PR #8930, opened 2026-07-18
Add LFortran compiler versions 0.60.0 to 0.64.0

ivan-pi:
Added new LFortran compiler versions and updated paths.

Depends on https://github.com/compiler-explorer/infra/pull/2238


etc/config/fortran.amazon.properties
partouf: new compiler ids should be added here

ivan-pi: Thanks for the hint. I missed that.

partouf:
seems like a typo:
```
+       "lfortan0640",
+       "lfortran0640",
```

ivan-pi:
Thanks for the quick review!

PR #8933, opened 2026-07-19
FPC: recognize AArch64 '// [n]' source-line comments

jimmckeeth:
### Problem
`FPCCompiler`'s source-line hinting (`getExtraAsmHint` / `tryGetFilenumber`) only matches the x86
assembler comment style `# [n]`. On ARM/AArch64, FPC emits `// [n]` instead, so source↔asm mapping is
silently lost for those targets (asm rows come back with no source line).

### Fix
Accept both prefixes (`# [` and `// [`) when parsing the line/file hints. No change for x86.

### DIFF
--- a/lib/compilers/pascal.ts
+++ b/lib/compilers/pascal.ts
@@ -296,9 +296,11 @@ export class FPCCompiler extends BaseCompiler {
     }
 
     getExtraAsmHint(asm: string, currentFileId: number) {
-        if (asm.startsWith('# [')) {
-            const bracketEndPos = asm.indexOf(']', 3);
-            let valueInBrackets = asm.substring(3, bracketEndPos);
+        // FPC's source-line comments use '# [' on x86 but '// [' on ARM/AArch64.
+        const prefixLen = asm.startsWith('# [') ? 3 : asm.startsWith('// [') ? 4 : 0;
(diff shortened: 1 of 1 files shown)


partouf:
**Repro / test link:** https://godbolt.org/z/8PToMME17

This uses `fpctrunk` with `-AAS-CLANG -FD/opt/compiler-explorer/clang-trunk/bin`, which forces FPC's clang-as backend so it emits `// [n]` source-line comments instead of the x86 `# [n]` style.

On the current live parser, all source↔asm mapping is lost with this backend (verified via the API: **15** mapped asm rows with the default backend → **0** with `-AAS-CLANG`, on identical instructions). Once this PR is merged, the same link should restore the mapping — toggle the "Comments" filter on in the asm pane to see the `// [n]` markers.

partouf:
Thanks for the PR, Jim!

jimmckeeth:
Welcome, glad it is helpful!


-Jim McKeeth
***@***.*** | Meridian, Idaho, USA
Linkedin <https://www.linkedin.com/in/jimmckeeth/> | Stack Overflow
<https://stackoverflow.com/users/255/jim-mckeeth> | GitHub
<https://github.com/jimmckeeth/>

PR #8755, opened 2026-05-29
Drive env branding from extraBodyClass alone

mattgodbolt:
The favicon selector and logo overlay used to be hard-coded switches over the env name array (favicon) and a chained if/else in logo.pug. Adding a new environment meant editing both, the favicon allowlist, and the tests.

Convert both to a convention driven by extraBodyClass: favicon-<class>.ico and site-logo-<class>.svg. logo.pug becomes one unconditional overlay tag. getFaviconFilename takes the class string directly.

Add validateBrandingAssets, called once during setupWebServer, which throws if the configured assets are missing. Typos in extraBodyClass now fail at startup with a clear error rather than serving a broken favicon.

isFaviconRequest becomes a regex matching favicon-*.ico so the log filter no longer needs a per-env list (and previously didn't match because req.path has a leading slash).

A new environment is now: drop two files in public/, set extraBodyClass in the env properties file. No TS or pug changes.

PR #8935, opened 2026-07-20
Reapply extraBodyClass-driven branding, validating via the manifest in production

mattgodbolt-molty:
Reapplies #8755, which was reverted in 463e3e70f after it broke the staging deploy:

```
error: Top-level error (shutting down): Missing branding assets for extraBodyClass='staging'
in /infra/.deploy/static: favicon-staging.ico, site-logo-staging.svg
```

### What went wrong

`validateBrandingAssets` checked `staticPath` on the local filesystem. That's correct for dev and local prod runs, but AWS deploys ship **two** packages (`build-dist.sh`): the node app tarball (no `static/` at all) and the static bundle, which goes to the CDN (`staticUrl=https://static.ce-cdn.net/`). Production nodes never have the branding files on disk, so any env with `extraBodyClass` set (staging, beta, win\*) died at startup. Prod itself has an empty `extraBodyClass`, which is why the check short-circuited there and the bug only surfaced on the staging deploy.

### The fix (second commit)

The webpack manifest **does** ship with the node app, and lists every asset copied from `public/` into the static bundle. So in production, validate the derived `favicon-<class>.ico` / `site-logo-<class>.svg` names against **manifest keys** instead of the filesystem; dev keeps the on-disk check against `public/`. This preserves the fail-fast-on-typo behaviour #8755 wanted, checking the thing that actually describes what shipped to the CDN. If the manifest can't be loaded we're already on the existing warn-and-fall-back handler, so validation is skipped rather than fatal.

`setupStaticMiddleware` now takes the parsed manifest (loaded once in `setupWebServer` via new `loadStaticManifest`) instead of reading it itself.

### Verification

- Fresh **production** webpack build: all six env asset pairs (dev, beta, staging, winprod, winstaging, wintest) appear as plain-name keys in `manifest.json` (the win\* symlink placeholders are dereferenced on copy).
- Booted the built `out/dist` server code in the exact deploy layout (`staticUrl` set, nonexistent `staticPath`, `extraBodyClass=staging`): boots cleanly and renders `favicon-staging.ico` + `site-logo-staging.svg`; a mistyped class still fails startup with a clear error.
- New regression tests pin both behaviours at the `setupWebServer` level with a shipped-manifest-only layout.

⚠️ Merge timing: prod's empty `extraBodyClass` never exercises this path — the real test is the next **staging** deploy, so this should merge when someone (me) is ready to deploy staging and watch it.

cc @partouf — sorry again for the breakage; this validates against the manifest rather than expecting the CDN bundle's files on local disk.

### DIFF
--- a/lib/app/rendering.ts
+++ b/lib/app/rendering.ts
@@ -26,7 +26,6 @@ import express, {Request, Response} from 'express';
 import _ from 'underscore';
 
 import type {Options as FrontendOptions} from '../../static/options.interfaces.js';
-import {AppArguments} from '../app.interfaces.js';
 import * as normalizer from '../clientstate-normalizer.js';
 import {GoldenLayoutRootStruct} from '../clientstate-normalizer.js';
 import type {ShortLinkMetaData} from '../handlers/handler.interfaces.js';
@@ -40,7 +39,7 @@ import {
     ServerDependencies,
     ServerOptions,
 } from './server.interfaces.js';
-import {getFaviconFilename} from './static-assets.js';
+import {getFaviconFilename, getLogoOverlayFilename} from './static-assets.js';
 import {isMobileViewer} from './url-handlers.js';
 
 // Heavy fields (compilers, libs, tools, ...) are absent on purpose — they are lazy-loaded.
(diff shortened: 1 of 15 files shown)


mattgodbolt:
I'll check and deploy to staging and then prod to make sure everythign actually works this time too.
========================================
Requirement —
Within the data above, the span starting at the line containing "reading it itself." and ending at the line containing "### Verification" is to be retyped exactly, with no other lines.

Written reply —
`setupStaticMiddleware` now takes the parsed manifest (loaded once in `setupWebServer` via new `loadStaticManifest`) instead of reading it itself.

### Verification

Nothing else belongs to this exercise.